M. Ponthus-Cinier voit grand, et il aime la nature dans la splendeur de sa végétation, dans la majesté de ses lignes, avec ses variétés de collines, de pentes ornées d’épais feuillages, alternant avec des roches granitiques, aux couleurs ardentes qui font ressortir encore plus la vigueur de cette luxuriante verdure ».

Son biographe, A. Vingtrinier, dans une notice parue en 1885, lui reconnaît une habileté de main incontestable, et l’art de la composition, et écrit : « Ponthus-Cinier a vécu assez pour voir répudié l’enseignement de sa jeunesse et abandonnée la route qu’il avait suivie avec tant d’ardeur et de succès. Il a tristement assisté au triomphe du  réalisme et du naturalisme dans de Palais des arts, où avaient brillé Orsel et Flandrin. Il a vu ses toiles accrochées à la même cimaise que celles de Manet, Courbet et Frappa, et il ne s’est ni révolté ni rendu ». 

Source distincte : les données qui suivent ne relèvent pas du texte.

PR #1554, opened 2026-08-27
perf(kda): add guarded Mega prefill kernel on TPU

cjx0709:
## Motivation

The existing KDA prefill path launches a multi-stage chunked pipeline. This PR adds an inference-only Mega KDA Pallas kernel for both K3's bounded gate and Kimi-Linear's unbounded gate.

The kernel is adapted from a private upstream Pallas-kernel repository. The upstream contact is `pathfinder-pf`.

## Modifications

- Add Mega KDA under `kernels/kda/mega_kda/` without changing training or backward paths.
- Share packed segment handling, gate cumsum, state recurrence, and output fusion between both gate families.
- Keep a static solver specialization: bounded K3 uses the fast Neumann composition; unbounded Kimi-Linear uses overflow-safe decay construction and ordered block substitution.
- Restart the gate prefix at packed boundaries for both gate families so a segment starting inside a tile preserves its own non-zero initial state.
- Use Mega KDA by default for both K3 and Kimi-Linear prefill.
- Fall back to chunked KDA when a 64-token tile intersects more than two live requests.
- Keep `SGLANG_JAX_KDA_PREFILL_KERNEL=chunked` as the explicit escape hatch.

## Accuracy

```bash
PALLAS_INTERPRET=1 JAX_PLATFORMS=cpu uv run --project python --extra cpu --with pytest \
  pytest -q python/sgl_jax/test/kernels/mega_kda_test.py
```

Result: `15 passed in 19.57s` on CPU interpret mode. The suite covers bounded and unbounded gates, BF16 and FP32 beta, extreme unbounded decay, packed request boundaries, padding, layout fallback, and state chaining.

The packed-boundary regression uses one `T=128` input with lengths `(37, 91)`, a bounded gate, and a non-zero initial state for the second segment. It replaces a generic packed parameter, so this PR does not increase the kernel-test invocation count. Before the fix, the focused comparison fails with a maximum absolute output difference of `0.00213`; after the fix it passes at `rtol=2e-2, atol=2e-4`.

The existing backend integration fixtures now construct beta the same way as Kimi-Linear (`sigmoid(...float())`) instead of feeding signed random values. No model-level E2E or nightly test is added to CI.

On TPU v7x, direct unbounded comparisons against chunked KDA with production-like FP32 sigmoid beta covered 64, 128, packed, and 4096 tokens. The aggregate maximum absolute differences were:

- output: `0.0000610352`
- final state: `0.00013836`

## Kernel benchmark

```bash
PYTHONPATH=python python benchmark/kernels/kda/bench_mega_kda.py \
  --tokens 4096 --heads 16 --segments 1 --gate-mode unbounded \
  --warmups 10 --iterations 50 --rounds 2

PYTHONPATH=python python benchmark/kernels/kda/bench_mega_kda.py \
  --tokens 4096 --heads 16 --segments 4 --gate-mode unbounded \
  --warmups 10 --iterations 50 --rounds 2
```

Use `--gate-mode bounded` for the K3 specialization. Values below are the average of the two round medians on TPU v7x:

| Gate | Packed segments | Chunked | Mega KDA | Speedup |
|---|---:|---:|---:|---:|
| bounded | 1 | 16.275 ms | 0.409 ms | 39.8x |
| bounded | 4 | 19.078 ms | 0.418 ms | 45.6x |
| unbounded | 1 | 16.094 ms | 2.773 ms | 5.81x |
| unbounded | 4 | 18.847 ms | 2.768 ms | 6.81x |

Packed segments validate independent request boundaries; they are not sequence-parallel chunks.

## Kimi-Linear end-to-end benchmark

Start the default Mega server:

```bash
unset SGLANG_JAX_KDA_PREFILL_KERNEL
  --model-path moonshotai/Kimi-Linear-48B-A3B-Instruct \
  --trust-remote-code --device tpu --tp-size 8 --dp-size 1 \
  --skip-server-warmup --mem-fraction-static 0.85 \
  --max-prefill-tokens 4096 --chunked-prefill-size 4096 \
  --max-running-requests 8 --dtype bfloat16 \
  --attention-backend fa --page-size 256 --disable-radix-cache \
  --host 0.0.0.0 --port 30040
```

Run the workload:

```bash
python -m sgl_jax.bench_serving \
  --backend sgl-jax --host 127.0.0.1 --port 30040 \
  --model moonshotai/Kimi-Linear-48B-A3B-Instruct \
  --tokenizer moonshotai/Kimi-Linear-48B-A3B-Instruct \
  --dataset-name random --random-input-len 4096 --random-output-len 1 \
  --random-range-ratio 1 --num-prompts 8 --max-concurrency 1 \
  --request-rate inf --warmup-requests 2 --tokenize-prompt
```

For the fallback comparison, restart the same server after setting:

```bash
export SGLANG_JAX_KDA_PREFILL_KERNEL=chunked
```

Results for 8 fixed 4096-token prompts, concurrency 1, and one output token:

On le classe à l’époque parmi les maîtres du paysage historique, héritiers des fondateurs de l’école de Lyon. Et il n’a finalement pas manqué de succès, puisqu'il institue par testament un concours de « paysage au point de vue décoratif »  destiné à soutenir un jeune artiste de moins de trente ans, d'un prix de 1000 francs qui sera décerné jusque dans les années 40. (Archives départementales, cote 4T58)

 

 

L'oeuvre gravé

 

Ponthus-Cinier était dessinateur et peintre. On ne sait comment il s’est tourné vers la gravure. Vingtrinier écrit qu’« il trouvait à ce changement de travail une distraction d’abord, un amusement peut-être. Il en faisait surtout une étude qui le forçait à serrer son dessin, tout en lui permettant de varier à l’infini le sujet de ses compositions. Pour un vaillant comme lui, le changement était un repos ». La presse de l’époque célèbre surtout sa peinture et ignore assez généralement les estampes.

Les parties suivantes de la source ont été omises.